In [1]:
import numpy as np
import pandas as pd
import matplotlib.pyplot as plt
from scipy.stats import bernoulli
from sklearn.cluster import KMeans
from sklearn.preprocessing import StandardScaler
from tqdm import tqdm
from sklearn.svm import SVC

In [2]:
mushrooms = pd.read_csv('mushroom.csv')
mushrooms_train = mushrooms.sample(frac=0.8)
list_train = mushrooms_train.index
list_test = []
for i in mushrooms.index:
    if i not in list_train:
        list_test.append(i)
mushroom_test = mushrooms.filter(items=list_test,axis=0)
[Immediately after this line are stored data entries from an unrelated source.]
PR #467, opened 2024-10-11
PIPELINE-81/PIPELINE-79: Use re-usable workflow for tests and release

Fgerthoffert:
https://jira.jahia.org/browse/PIPELINE-79
https://jira.jahia.org/browse/PIPELINE-81

Also removed the rollback workflow since we decided not to rollback anymore


.github/workflows/on-release.yml
```diff
@@ -7,75 +7,7 @@ on:
     types: [prereleased]
 
 jobs:
-  on-release:
-    runs-on: self-hosted
+  release-module:
```
rknj, line 10: aren't we missing parameters like `github_slug` ?

Fgerthoffert: No, it remains optional.

I added some custom logic in the workflow itself to determine the slug:

https://github.com/Jahia/jahia-modules-action/blob/eade0d6a46aa25341cf5db048315bce67aa2a7ce/.github/workflows/release-module.yml#L93-L102

If none is provided, it will use the repository.

rknj (approved):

mushrooms = mushrooms_train.copy().reset_index(drop=True)
mushroom_test = mushroom_test.reset_index(drop=True)

In [3]:
def rbf(x,y,l=1):
    """Gaussian kernel

    Parameters
    -------------------------------
    x : float
    a real number

    y : float
    a real number

    l: float, non zero
    a scale parameter
    -------------------------------
    """
    dim = x.shape[0]
    vect = np.empty(dim)
    if dim == y.shape[0]  :
        d = np.exp(-((np.linalg.norm(x-y))**2)/(2*(l**2)))
        return d
    else :
        for i in range(dim):
            vect[i] = np.exp(-((np.linalg.norm(x[i] - y))**2)/(2*(l**2)))
        return vect

In [4]:
#First, the cluster step, to 'initialize' the labels, and the creation of unlabeled data
mushrooms_copy = mushrooms.drop(['class'], axis=1)
mushrooms_copy = StandardScaler().fit_transform(X=mushrooms_copy)
n_samples = mushrooms.shape[0]
mushrooms['label'] = np.ones(n_samples)*(-1)

for i in mushrooms.index:
    random = bernoulli.rvs(p=3/4)
    if mushrooms.loc[i,'class'] == 1 and random == 0:
        mushrooms.loc[i,'label'] = 1
    else:
        mushrooms.loc[i,'label'] = -1

n_cluster = 8
clusterized_data = KMeans(n_clusters=n_cluster, init='random').fit(mushrooms_copy)
mushrooms['cluster'] = clusterized_data.labels_

list_of_ratio = []
for i in range(n_cluster):
    list_of_ratio.append(mushrooms[mushrooms['cluster'] == i]['label'].sum()/mushrooms[mushrooms['cluster'] == i]['class'].shape[0])
list_of_ratio = np.array(list_of_ratio)
positive_cluster = np.argmax(list_of_ratio)
negative_cluster = np.argmin(list_of_ratio)
print('the cluster containing positive values is : ', positive_cluster, '\n', 
      'the one containing negative exampels is : ', negative_cluster)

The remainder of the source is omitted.